-- Problem description --
Only the lines with "Construct" in the entries below belong in the answer; please copy them.
[Opening Given entries section]
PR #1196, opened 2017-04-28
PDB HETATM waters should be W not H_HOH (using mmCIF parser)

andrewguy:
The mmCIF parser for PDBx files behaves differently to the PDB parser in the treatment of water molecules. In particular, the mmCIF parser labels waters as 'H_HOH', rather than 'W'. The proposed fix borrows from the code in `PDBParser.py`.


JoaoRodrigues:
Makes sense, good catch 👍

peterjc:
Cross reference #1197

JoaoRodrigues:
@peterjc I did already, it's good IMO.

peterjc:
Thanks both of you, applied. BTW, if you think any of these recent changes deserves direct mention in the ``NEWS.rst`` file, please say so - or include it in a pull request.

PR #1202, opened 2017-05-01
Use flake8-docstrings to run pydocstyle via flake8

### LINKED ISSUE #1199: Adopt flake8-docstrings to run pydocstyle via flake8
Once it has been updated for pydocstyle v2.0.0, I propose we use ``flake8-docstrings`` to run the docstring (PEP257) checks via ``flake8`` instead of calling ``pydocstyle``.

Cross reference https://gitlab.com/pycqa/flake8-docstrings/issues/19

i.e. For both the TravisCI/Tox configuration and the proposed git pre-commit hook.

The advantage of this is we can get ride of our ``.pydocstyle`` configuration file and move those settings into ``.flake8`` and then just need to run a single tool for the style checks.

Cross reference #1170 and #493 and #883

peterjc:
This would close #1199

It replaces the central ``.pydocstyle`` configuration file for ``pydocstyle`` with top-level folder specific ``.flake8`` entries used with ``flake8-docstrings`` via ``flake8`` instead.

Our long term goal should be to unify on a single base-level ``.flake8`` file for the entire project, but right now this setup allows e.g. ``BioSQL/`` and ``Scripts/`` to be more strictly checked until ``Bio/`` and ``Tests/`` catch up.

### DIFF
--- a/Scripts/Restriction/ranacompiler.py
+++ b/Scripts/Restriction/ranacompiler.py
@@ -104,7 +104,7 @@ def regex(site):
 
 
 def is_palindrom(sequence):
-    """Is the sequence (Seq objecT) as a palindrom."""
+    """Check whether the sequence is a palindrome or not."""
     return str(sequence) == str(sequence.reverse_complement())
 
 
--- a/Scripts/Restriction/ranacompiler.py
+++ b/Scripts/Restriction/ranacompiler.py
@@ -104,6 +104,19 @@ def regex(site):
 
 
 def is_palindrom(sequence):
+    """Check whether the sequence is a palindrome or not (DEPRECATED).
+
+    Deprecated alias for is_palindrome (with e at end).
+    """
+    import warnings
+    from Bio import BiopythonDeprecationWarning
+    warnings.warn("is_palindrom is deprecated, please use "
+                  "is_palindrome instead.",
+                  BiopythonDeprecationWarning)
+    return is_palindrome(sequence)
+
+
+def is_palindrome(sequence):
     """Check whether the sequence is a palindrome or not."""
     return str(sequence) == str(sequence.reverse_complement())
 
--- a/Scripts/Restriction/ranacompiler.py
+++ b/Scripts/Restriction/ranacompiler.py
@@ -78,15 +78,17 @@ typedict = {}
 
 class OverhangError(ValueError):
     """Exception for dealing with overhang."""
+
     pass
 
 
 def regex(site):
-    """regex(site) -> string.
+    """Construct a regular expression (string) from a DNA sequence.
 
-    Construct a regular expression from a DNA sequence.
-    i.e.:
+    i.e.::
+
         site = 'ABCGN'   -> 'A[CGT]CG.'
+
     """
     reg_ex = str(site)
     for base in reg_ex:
[Closing Given entries section]
-- Response to this exercise --
+    """Construct a regular expression (string) from a DNA sequence.
-    Construct a regular expression from a DNA sequence.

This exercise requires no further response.